The expected answer is the set of lines in the data below between the line holding "r-ash: Can see" and the line holding "### LINKED ISSUE #150: add", inclusive, written out exactly.

________________________

Issue #86, opened 2024-07-21
argument names


jeffeaton:
I'm not sure if the `data` and `parameters` arguments to `run_model()` are appropriately descriptively named.

https://github.com/mrc-ide/frogger/blob/29917b3304549ed09346b89b20220b818316e6fa/R/run_model.R#L14-L18

`data` consists of a list of demographic input parameters and `parameters` consists of inputs for the HIV model; see the `demo` and `projp` arguments in Leapfrog: https://github.com/mrc-ide/leapfrog/blob/master/src/leapfrogR.cpp#L7-L8

But there is not really a distinction differentiating one as 'data' and one as 'parameters'.

Also, though, they are just getting concatenated and passed into the model... Maybe not worth separating them out in the input call. (At some point, there was an intention that I could pass only `demp` and it would simulate the demographic projection, without doing any HIV simulation. But we're not really using that and it would be a different 'variant' now)

I suggest we either:
1. Rename these to be more reflective of what they are, or
2. Just combine them into one input list

Lastly, do we have documentation of what needs to be in the lists? If not can we start building that out?

r-ash:
Yes! Let's merge these into one single list.

r-ash:
I want to review this interface more generally, we can merge `data` and `parameters` but what do we want to call the arg, do we also want to merge `sim_years`, `hts_per_year` `output_steps` etc. into some set of options? 

At the moment
* C++ interface is `simulate_model(data, time_steps, hiv_steps, save_steps, is_midyear_projection, t_ART_start)`
* R interface is `run_model<double, ModelVariant>(data, parameters, sim_years, hts_per_year, output_steps, run_hiv_simulation, hiv_age_stratification, run_child_model)`

Should we instead do something in R like
```
run_model <- function(data, options, variant)
```

Where
* `data` is all current `data` and `parameters` combined
* `options` is a list with `sim_years`, `hiv_time_steps`, `output_steps`, `t_ART_start`, `is_midyear_projection`
* `variant` is `DemographicProjection`, `HivFullAgeStratification`, `HivCoarseAgeStratification` or `ChildModel`

For C++ we do something like
```
simulate_model<double, ModelVariant>(data, options)
```

And we try to stick to the same interface for other languages down the line.

r-ash:
Ok perhaps easier to enumerate all the options, makes docs a bit easier to read. So interface then

```
run_model(parameters, configuration, output_years)
```

Questions
[...]

PR #159, opened 2025-04-08
Add ability to compile model without C++ headers

### LINKED ISSUE #156: Fix compilation of standalone model

r-ash:
Closes #156 
This PR adds support for compiling a standalone C++ model. This is another attempt of setting a pattern for this, after trying in #158 and not being super happy with it, this is an alternative approach.

Here the simulation model takes a `Pars` object and returns `OutputState` then the individual interfaces are responsible for converting from a language specific type (e.g. Rcpp::List or python dict) into Pars and are responsible for writing out from `OutputState` into whatever format the interface wants.

For the R and C++ standalone interfaces this defines an "Adapter" (name-wise thinking it adapts the R or C++ data into the data type needed to run the model), these we can generate and use the mixer pattern to combine different requirements for the data

Couple of things I was thinking about but haven't done
1. One downside to this is duplication in the adapter mixing. We could have a single "AdapterMixer" and have the actual adapter used be a preprocessor flag. I didn't go for this though because the actual interface to our adapter functions can be different. We could force them to be the same with some `InputData` `OutputData` indirection like I did in #158 but tbh I think this adds complexity and the code duplication is not too bad. 
2. Could read the data out in the `simulate_model.cpp` interface code, then have the adapter `parse_data` function just create a TensorMap around this read data. This would be nice to mean I don't need the preprocessor flag to switch between tensor types as the simulation model will always work with TensorMaps but the downside is I'd need to know the type of the data I am reading. Which is a little gross, either I'd need just enumerate all the inputs I want to read from disk and their types, or I could loop over the input data dir, read each file to get the type and then build a vector from this. It just felt a bit gross, and worse than just reading it in one place.


r-ash:
Ok addressed some of the things we chatted about, thanks for that. I've updated the adapter mixin to a common one too.

Couple of things which I was thinking about when doing this which would be good to get your input on
1. In the code gen, we could have a common template for the adapter mixers and possibly the adapters themselves. But then we'd lose the matching of locations. At the moment the directory structure of the templates matches that of the generated code, which I think makes it very clear.
2. We had a look yesterday at the interface we need to use when running the model, I think you're right there are some opportunities to improve that and tidy it up. Mostly the magic `0` for the index feels a bit weird to me, but I left changing anything more here for now as we've already made a lot of changes. Think we should do this in another PR, possibly at the same time as looking at #86

inst/include/generated/state_space.hpp
```diff
@@ -5,9 +5,12 @@
 
 #pragma once
 
+#include <array>
```
M-Kusumgar, line 8: why is this necessary?

inst/include/models/child_model_simulation.hpp
```diff
@@ -51,7 +52,7 @@ struct ChildModelSimulation<Config> {
   const State& state_curr;
   State& state_next;
   Intermediate& intermediate;
-  const Options& opts;
+  const Options<real_type>& opts;
```
M-Kusumgar, line 55: definitely optional but the `Options` struct could be in the config like before, cos its just a type but either way is fine!

M-Kusumgar (approved):
Awesome sauce :) got some minor comments but looks good

inst/include/generated/state_space.hpp
r-ash: So I was getting compilation failures when compiling via standalone model. We are using an array here https://github.com/mrc-ide/frogger/pull/159/files/b5f552cccb286715128fd1197ada1174aca22256#diff-455ec435d155f9fab14541e504322200d95630a66448cca0a2e2837adca08504R34 but I wonder if this was being imported by rcpp or something which is why this wasn't an issue when compiling from R? Not sure...

inst/include/models/child_model_simulation.hpp
r-ash: I think I err on the side of keeping it separate if it can be, but I don't feel too strongly if you disagree?

M-Kusumgar: yh im happy either way!

inst/include/generated/state_space.hpp
M-Kusumgar: hmmm yh that would make sense

PR #161, opened 2025-04-09
Issue 156 take2 alternative2

M-Kusumgar:
your perfect forwarding trick and the last attempt involving adapter specialisations on the way out got me thinking what if i could just incorporate this into config mixer itself! it works beautifully!! i think this one is the winner

lets call about this tomo, ill call it a night


r-ash (approved):
Nice one! This looks great, thanks for working this out

Issue #146, opened 2025-03-15
validation for proj years and the time dimensions of the parameters inputted


M-Kusumgar:
currently we just check time dimension of `Sx` in the run_model R function against the length of the sim years but this feels like an arbitrary decision, should there be a source of truth for the max time dimension? what if parameters have different time dimension lengths? do we check all the time dimensions are the same?

r-ash:
Discussed this with Jeff, Maggie and Rob G in weekly meeting. We're happy with this for now. Use `Sx` because it was one of the first things entered into the leapfrog model when Jefff started writing it, and it should always be present. So it is as good a choice as any.

PR #164, opened 2025-04-11
Streamline function interfaces, update usages in tests, and documentation

### LINKED ISSUE #86: argument names

r-ash:
Closes #86 

This PR will
* Update the R interface to `run_model(parameters, configuration, output_years)` and update the C++ interface to match this as closely as possible
* Updated the badges whilst I'm here as we're beyond a concept now, and the build one was showing status from branch builds instead of just main


tests/testthat/test-frogger.R
```diff
@@ -214,63 +196,48 @@ test_that("child model can be run twice on the same data", {
...
+  out <- run_model(input$parameters, "ChildModel", 1970:2030)
+  out2 <- run_model(input$parameters, "ChildModel", 1970:2030)
   expect_identical(out, out2)
 })
 
 test_that("error thrown if trying to run model for more than max years", {
-  demp <- readRDS(test_path("testdata/demographic_projection_object_adult.rds"))
-  parameters <- readRDS(test_path("testdata/projection_parameters_adult.rds"))
+  ## Will error with size of input data not big enough, perhaps this is fine?
+  testthat::skip("TODO: ask science what we want to do here, should we have a limit on this?")
```
r-ash, line 206: @mwalte10 @jeffeaton @M-Kusumgar 

This relates to what we discussed yesterday https://github.com/mrc-ide/frogger/issues/146#event-17220099765

Previously we we're passing in `sim_years` and then if the user entered a value larger than the `year` dimension of `Sx` we were erroring saying "No of years > max years of 61"

Now the `run_model` function is `output_years` and running from `projection_start_time` from the `parameters` object to the largest value in `output_years`. So if they enter `2030` and the projection start time read from the PJNZ is 1970 this will run for 61 time steps. 

We have validation that the input data is the right size, so when you call into C++ it will check `Sx` and every other array has the right size, so if you entered `output_years` as `2040` this would error, unless you also passing in `71` years of data.

Question is: do we want an upper limit on the year still? If so we could hard-code this in the C++ or use `Sx` as the source of truth as we did before.

R/run_model.R
```diff
@@ -1,97 +1,59 @@
...
-    hTS <- dim(data[["art_mort"]])[[1]]
-    data[["h_art_stage_dur"]] <- rep(0.5, hTS - 1)
+  if (is_run_hiv_simulation(configuration)) {
+    hTS <- dim(parameters[["art_mort"]])[[1]]
+    parameters[["h_art_stage_dur"]] <- rep(0.5, hTS - 1)
   }
 
-  run_base_model(data, model_variant, length(sim_years), hts_per_year, output_steps - 1, data[["projection_period"]] == "midyear", data[["t_ART_start"]] - 1)
+  parameters[["is_midyear_projection"]] <-
+    parameters[["projection_period"]] == "midyear"
```
M-Kusumgar: is this logic going to be in python too? if so probably better to keep it in the c++ code, i guess the same thing applies to all the other things we are doing with parameters in this function, perhaps a question for the researchers?

README.md
```diff
@@ -38,9 +35,6 @@ in [`inst/include/frogger.hpp`](inst/include/frogger.hpp). This location
 allows the C++ code to be imported in other R packages via specifying
 `LinkingTo: leapfrog` in the `DESCRIPTION` file.
 
-> [!IMPORTANT]
-> We use C++20 for this package. Please make sure you have a compiler that is compatible.
-
```
M-Kusumgar: do we not want this note anymore?

src/frogger.cpp
```diff
@@ -1,60 +1,90 @@
...
+//' @export
+// [[Rcpp::export]]
+std::vector<std::string> list_model_configurations() {
+  return std::vector<std::string>{
+    "DemographicProjection",
+    "HivFullAgeStratification",
+    "HivCoarseAgeStratification",
+    "ChildModel"
+  };
+}
```
M-Kusumgar, line 22: do we expect different languages to have different values for `list_model_configurations`? if so, this is fine but i think probably worth, in another ticket maybe, code generating all the available configurations (as these are derived from the json files) and this can be a general c++ function and the entrypoints to the language specific cpp files reference that function

src/frogger.cpp
```diff
@@ -1,60 +1,90 @@
...
 
-  const auto opts = leapfrog::get_opts<real_type>(hiv_steps, t_ART_start, is_midyear_projection);
-  const auto pars = LF::Cfg::get_pars(data, opts, time_steps);
+  const int t_art_start = Rcpp::as<int>(parameters["t_ART_start"]);
+  const bool is_midyear_projection = Rcpp::as<bool>(
+    parameters["is_midyear_projection"]);
+  int hts_per_year = 10;
+  if (parameters.containsElementNamed("hts_per_year")) {
+    hts_per_year = Rcpp::as<int>(parameters["hts_per_year"]);
+  }
```
M-Kusumgar: if we are in the R specific entrypoint anyway, i feel like null/undefined/not found logic should be in R itself as it is an easier language to write, in general i think null/undefined/not found logic should probably go in the wrapper for the cpp function in the languages themselves like `run_model` in `run_model.R` file

tests/testthat/test-frogger.R
M-Kusumgar: from a coding perspective i dont see a reason to artificially put an upper limit on the year if people have the data, in 20 years time people can still run predictions if they want

M-Kusumgar (commented):
Looks good on the whole! Had a couple of small comments

R/RcppExports.R
```diff
@@ -1,8 +1,16 @@
 # Generated by using Rcpp::compileAttributes() -> do not edit by hand
 # Generator token: 10BE3573-1514-4C36-9D1C-5A225CD40393
 
-run_base_model <- function(data, model_variant, time_steps, hiv_steps, save_steps, is_midyear_projection, t_ART_start) {
-    .Call(`_frogger_run_base_model`, data, model_variant, time_steps, hiv_steps, save_steps, is_midyear_projection, t_ART_start)
+#' List the avaialble model configurations
```
M-Kusumgar, line 4:
```suggestion
#' List the available model configurations
```

R/run_model.R
```diff
@@ -1,97 +1,59 @@
...
-#' @param data Input data
 #' @param parameters Projection parameters
-#' @param sim_years Simulation years to run model for default 1970:2030
-#' @param hts_per_year Number of HIV time steps per year, default 10
-#' @param output_steps Which sim years to output for default same as sim_years
-#' @param run_hiv_simulation If TRUE then runs HIV simulation
-#' @param hiv_age_stratification The age stratification for HIV population,
-#'  "coarse" or "full"
-#' @param run_child_model If TRUE then run the child model
+#' @param configuation The model configuration to run, see
```
M-Kusumgar:
```suggestion
#' @param configuration The model configuration to run, see
```

README.md
r-ash: Oh nope! We do indeed want it, got wiped by generating this from the `Rmd`. I've added it back in

src/frogger.cpp
r-ash: Yeah so I did think about this, I suppose it can be different depending on what it was compiled with. I expect in reality Python will have all of them, R will have all of them and Delphi will have just 1 but TBC

src/frogger.cpp
r-ash: That's a good shout, I'll move this over

R/run_model.R
r-ash: Thanks, yes think it will be, I've tidied that up and moved it into common C++

r-ash: re other bits, probably some of them.

```
hTS <- dim(parameters[["art_mort"]])[[1]]
parameters[["h_art_stage_dur"]] <- rep(0.5, hTS - 1)
```

This looks generic to me, or if not we should do it in the setup. Let's see what @mwalte10 and @jeffeaton think.

The other things we have here are
1. Converting indexes from 1-based to 0-based is R-specific
2. Converting from names `_coarse` and `_full` we might want this in Python. It depends where that data comes from I think. @mwalte10 or @jeffeaton is both the `full` and the `coarse` always in the PJNZ or only 1 ever present and you just create it as `_full` or `_coarse`? Is it worth collapsing this to just use a single name to remove this renaming weirdness?

tests/testthat/test-frogger.R
jeffeaton: I'm not 100% following the question here. 

> We have validation that the input data is the right size, so when you call into C++ it will check Sx and every other array has the right size, so if you entered output_years as 2040 this would error, unless you also passing in 71 years of data.

This sounds like correct / intended behaviour to me.

> Question is: do we want an upper limit on the year still? If so we could hard-code this in the C++ or use Sx as the source of truth as we did before.

I wasn't aware we had a hard coded upper limit on the years. This always came from how many years of demographic and HIV programme inputs you provided. Which I think is the same as no hard coded upper limit, but upper limit comes from `Sx` (but that is my understanding of the behaviour described above, so concerned I'm missing some nuance or missing the point).

R/run_model.R
jeffeaton: PJNZ always represents `_full`.  We create `_coarse` inputs by collapsing PJNZ inputs accordingly.

Where are you want to to collapse? (I'm not seeing a `_full` and `_coarse` represented in the highlighted code.)

tests/testthat/test-frogger.R
r-ash: This is great, sorry for the confusion that is my fault for misreading/misremembering. There wasn't an upper limit, you're right, I was getting confused with some special handling I had put into the standalone model but that had no affect on what was here in the R interface. Actual difference here is that the validation we now have is that dimensions of all input data is correct, nothing special about years. This all sounds good then

R/run_model.R
r-ash: Can see here https://github.com/mrc-ide/frogger/blob/main/R/run_model.R#L63 

So trying to decide if this is the way we always want to pass data in (from all interfaces) and so should we move it into common C++ code. Or is it something specific about R and we want to keep, or specific about R but we can remove it.

r-ash: Ok chatted this through we Jeff, we want to keep the `_full` and the `_coarse` switching and setting `h_art_stage_dur` and we want them for all interfaces. So let's move them into the C++

src/frogger.cpp
M-Kusumgar: hmmm okay, for now happy to leave this in here but perhaps we should think of a less duplicated approach later, its quite brittle here since all it takes is someone changing the name of the model variant to break this whole interface, i think it should somehow be linked to the code generation but for another PR in the future!

M-Kusumgar (approved):

R/run_model.R
r-ash: Added an issue to address this later #168

PR #166, opened 2025-04-11
Add script for prompting user to install uv when they run generate

### LINKED ISSUE #150: add script for code generation
it would be nice to add a script that jeff or maggie can run `./scripts/generate` that will check if uv is installed (if not give them a yes/no prompt and if yes install it for them maybe) and sync the python packages and run the code generation

M-Kusumgar:
Closes #150 
This just updates the script so it checks if a user has `uv` installed and if not then it prompts them and tries `wget` if that fails it tries to look for `pip` and lastly if that fails, it gives the user a link to the installation docs

### DIFF
--- a/scripts/generate
+++ b/scripts/generate
@@ -1,12 +1,21 @@
 #!/usr/bin/env bash
 
 if ! uv --version >> /dev/null 2>&1; then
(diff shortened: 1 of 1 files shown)


r-ash (approved):
This looks great, I updated the "Description" with "Closes #150" which will close the issue for us automatically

________________________

Expected answer
r-ash: Can see here https://github.com/mrc-ide/frogger/blob/main/R/run_model.R#L63 

So trying to decide if this is the way we always want to pass data in (from all interfaces) and so should we move it into common C++ code. Or is it something specific about R and we want to keep, or specific about R but we can remove it.

r-ash: Ok chatted this through we Jeff, we want to keep the `_full` and the `_coarse` switching and setting `h_art_stage_dur` and we want them for all interfaces. So let's move them into the C++

src/frogger.cpp
M-Kusumgar: hmmm okay, for now happy to leave this in here but perhaps we should think of a less duplicated approach later, its quite brittle here since all it takes is someone changing the name of the model variant to break this whole interface, i think it should somehow be linked to the code generation but for another PR in the future!

M-Kusumgar (approved):

R/run_model.R
r-ash: Added an issue to address this later #168

PR #166, opened 2025-04-11
Add script for prompting user to install uv when they run generate

### LINKED ISSUE #150: add script for code generation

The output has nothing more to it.